Jack The Ripper – The Diary of James Maybrick

Posted by By Jenny Phillips, Jack the Ripper Tour Guide on Wednesday, December 9, 2020 Under: Jack the Ripper

Jack The Ripper – The Diary of James Maybrick

This is a convoluted theory which I first became aware of in t1993 when I went to a book launch at the Alma Pub in Spellman Street,  just off of Hanbury Street where Annie Chapman was murdered.

 

The book told the story of James Maybrick, a cotton broker from Liverpool who lived in Battlecrease House with his American wife Fanny. The couple had met on a voyage from Britain to America. James was wealthy but a lot older than Fanny. They married and eventually settled down to live in Battlecrease House.

 

However, all was not well as James was addicted to arsenic which he called his powders, a man continually in fear for his health.
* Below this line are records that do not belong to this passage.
PR #72, opened 2017-12-11
Allow privacy protection to be toggled on and off

subsymbolic:
Asana Issue URL: https://app.asana.com/0/414730916066338/487581092466119

## Description
Allows the user to toggle privacy protection (really just tracker blocking at this stage) on and off

## Steps to Test this PR:
TEST ONE:
1. Enter and submit a search in the omnibar
1. Open the privacy dash
1. Note that the toggle is on by default
1. Switch it off and note that the tracker icons are all still green as the detection count is zero
1. Leave the dashboard and reenter it, note the toggle is still off
1. Switch the toggle on again

TEST TWO:
1. Go to cnn.com
1. Open the privacy dash
1. Switch it off and note that the tracker icons are now red
1. Leave the dashboard and note that cnn.com is reloaded with blocking off


brindy:
Possible wee UI bug: 

* Go to a site
* Open the privacy dashboard
* Turn off privacy 
* Things turn red
* Hit back/home
* The UI appears to reset to zero/green before closing

Maybe a timing issue because as you go back the webview refreshes and sends new live data to the UI that is now disappearing? Just looks a bit weird.

subsymbolic:
Nice catch, I'm not seeing this on my emulators or real devices (Samsung s7 edge, Nexus 5). Which device are you seeing it on? I'll try and reproduce it.

subsymbolic:
@brindy I managed to reproduce that issue on my emulator after all. LiveData objects are meant to be lifecycle aware however it looks like updates are still sent while the activity is in the process of finishing. I've added a check for that.

app/src/main/java/com/duckduckgo/app/privacymonitor/ui/PrivacyDashboardViewModel.kt
```diff
@@ -0,0 +1,151 @@
...
+    private fun resetViewState() {
+        viewState.value = ViewState(
+                domain = "",
+                heading = headingText(),
+                httpsIcon = httpsIcon(HttpsStatus.SECURE),
+                httpsText = httpsText(HttpsStatus.SECURE),
+                networksIcon = R.drawable.dashboard_networks_good,
+                networksText = networksText(),
+                majorNetworksText = majorNetworksText(),
+                majorNetworksIcon = R.drawable.dashboard_networks_good,
```
brindy: wrong icon

app/src/main/java/com/duckduckgo/app/privacymonitor/ui/PrivacyDashboardViewModel.kt
```diff
@@ -0,0 +1,151 @@
...
+            val heading: String,
+            val httpsIcon: Int,
+            val httpsText: String,
+            val networksText: String,
+            val networksIcon: Int = R.drawable.dashboard_networks_good,
+            val majorNetworksText: String,
+            val majorNetworksIcon: Int = R.drawable.dashboard_major_networks_good,
+            val toggleEnabled: Boolean,
+            val toggleText: String,
+            val toggleBackgroundColor: Int = R.color.midGreen
```
brindy: I would suggest using the `@*Res` annotations here to give compile time checking of the resource type (e.g. `@ColorRes`  if they work (don't seem to be for me)

subsymbolic:
Ready for rereview @brindy

app/src/main/java/com/duckduckgo/app/privacymonitor/ui/PrivacyDashboardViewModel.kt
subsymbolic: Good thinking

brindy:
LGTM :)

PR #1550, opened 2021-11-18
Ensure AppTP restarts after an app update

CDRussell:
Task/Issue URL: https://app.asana.com/0/488551667048375/1201383124676579/f

### Description
During an app update, the app is killed while the APK is being swapped. The app is not automatically opened again afterwards, meaning the underlying VPNService in AppTP will not resume immediately.

By adding a BroadcastReceiver to listen for "app update" events, our process will be created and therefore the VPN Service will restart itself if it was previously running.

### Steps to test this PR

Add logcat filter: "Notified of app"

* Run the app and enable appTP
* Build the APK using `gradlew assembleID`
* Install it using `adb install -r`   (e.g., `adb install -r app/build/outputs/apk/internal/debug/duckduckgo-5.102.2-internal-debug.apk`)
* Verify that after a few seconds, appTP restarts (you'll see the VPN icon showing) and there is a logcat entry for being notified of an app update

### DIFF
--- a/vpn/src/main/AndroidManifest.xml
+++ b/vpn/src/main/AndroidManifest.xml
@@ -135,6 +135,12 @@
             </intent-filter>
         </receiver>
 
+        <receiver android:name="com.duckduckgo.mobile.android.vpn.appupdates.AppUpdateReceiver">
+            <intent-filter>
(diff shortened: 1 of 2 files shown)


aitorvs (approved):
I like noop methods :D
Awesome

I must state here that everyone believes that arsenic will kill you straight away but if it is taken in small doses it will not, but it will mount up in the body as it cannot be expelled and eventually it will amount to a fatal dose. This is what apparently happen to James Maybrick in 1889.

 

Unfortunately for Fanny, being an American she was not popular with the staff at Battlecrease House and after James died they informed the authorities of their suspicions (most likely unfounded) that Fanny had poisoned James. His body was duly exhumed and a post-mortem carried out and when they found traces of arsenic and other drugs Fanny was charged with his murder. She was the first American woman to be tried and convicted (on the flimsiest of evidence) and sentenced to hang, but her sentence was commuted to life imprisonment 25 years by Queen Victoria. When she was released she returned to live in the backwoods in America, a solitary existence for the remainder of her life.

 

But was James Maybrick, as he claims in the diary Jack the Ripper? Did he take a deliberate overdose as he was in fear of being exposed as the Ripper?

 

When the book first came out like all Ripper theories it caused no end of a stir and many of us really thought that the Ripper had been revealed at last. But doubts crept in as Michael Barret, the man in possession of this diary kept changing his story about how he came to have it. His original story was that a friend had given it to him in a pub after discovering it in the attic of Battlecrease House, when working there as an electrician. Later his wife claimed that it had been in her family for years and then Michael claimed that she had written it in a Victorian scrapbook and ripped out the used pages (there were a number missing) leaving a genuine Victorian empty scrapbook on which to write a diary. At one stage Michael went into his solicitors and refuted his story on oath.

 

 A book about the murder of James Maybrick was available in any library “The Life and Times of Fanny Maybrick”, and the date he died not long after the murders could have inspired a book like the diary to be written.

 

The most interesting thing about this theory happened in 1993 to my mind when Albert Johnson a semi-retired security officer, on reading about the diary and suspicions about James Maybrick being Jack the Ripper, came forward to show a watch that he had bought from a jewellers, in Wallasey Cheshire. The jeweller had apparently had it in his shop for five years before he sold it. Inside the case was scratched the name James Maybrick (similar to his signature on his wedding photo) and the initials of five of the victims of Jack the Ripper: MN (Mary Nichols; Polly), AC (Annie Chapman), ES (Elizabeth Stride), CE (Catherine Eddowes), and MK (Mary Kelly). The problem is that even after examination by experts they cannot say for certain that the scratches date back to the Victorian era or if they have been added at a much later date, so the mystery goes on I am afraid to say.